Collected data entries
------------------------------

PR #366, opened 2018-08-16
Add functions for stopping and starting BOSH deployments

abh1kg:
- This is required for the upcoming restore hooks flow where these functions would be invoked as part of the recovery process to speed up recovery time. As of now, these functions are not invoked. The start and stop functions start and stop all jobs of the provided BOSH deployment and returns a composite task ID for the operation. Callers must poll for the task operation status.

### DIFF
--- a/data-access-layer/bosh/BoshDirectorClient.js
+++ b/data-access-layer/bosh/BoshDirectorClient.js
@@ -771,6 +771,41 @@ class BoshDirectorClient extends HttpClient {
       );
   }
 
+  startDeployment(deploymentName) {
+    return Promise.try(() => {
+        return this
+          .getDirectorConfig(deploymentName);
+      })
+      .then(config => this.invokeDeploymentJobAction(config, deploymentName, CONST.BOSH_DEPLOYMENT_ACTIONS.STARTED));
+  }
+
+  stopDeployment(deploymentName) {
+    return Promise.try(() => {
+        return this
+          .getDirectorConfig(deploymentName);
+      })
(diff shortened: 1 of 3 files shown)


data-access-layer/bosh/BoshDirectorClient.js
```diff
@@ -771,6 +771,41 @@ class BoshDirectorClient extends HttpClient {
       );
   }
```
kamath-prasad: just a question , we dont wait for the task to complete ? Or it will be part of the script which invoke these functions ?

abh1kg: Yes--it would be the job of the client that calls these functions

subhankarc:
@abh1kg can you take care of @sauravmndl comments?

data-access-layer/bosh/BoshDirectorClient.js
```diff
@@ -771,6 +771,41 @@ class BoshDirectorClient extends HttpClient {
...
+      .makeRequestWithConfig({
+        method: 'PUT',
+        url: `/deployments/${deploymentName}/jobs/*`,
+        headers: {
+          'content-type': 'text/yaml'
+        },
+        qs: {
+          'state': expectedState
+        }
+      }, 302, directorConfig)
```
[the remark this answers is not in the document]
abh1kg: In the same file, other status codes are hardcoded. Will refrain from doing this to avoid discrepancy in code.

abh1kg:
Closing this PR since the branch is outdated. Created a new pull #392 
@sauravmndl , @subhankarc , @kamath-prasad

------------------------------

## YOUR ASSIGNMENT
Transcribe exactly, please, the lines from the one with "abh1kg: In the" to the last line of the entries above, ends included.

## SOLUTION
abh1kg: In the same file, other status codes are hardcoded. Will refrain from doing this to avoid discrepancy in code.

abh1kg:
Closing this PR since the branch is outdated. Created a new pull #392 
@sauravmndl , @subhankarc , @kamath-prasad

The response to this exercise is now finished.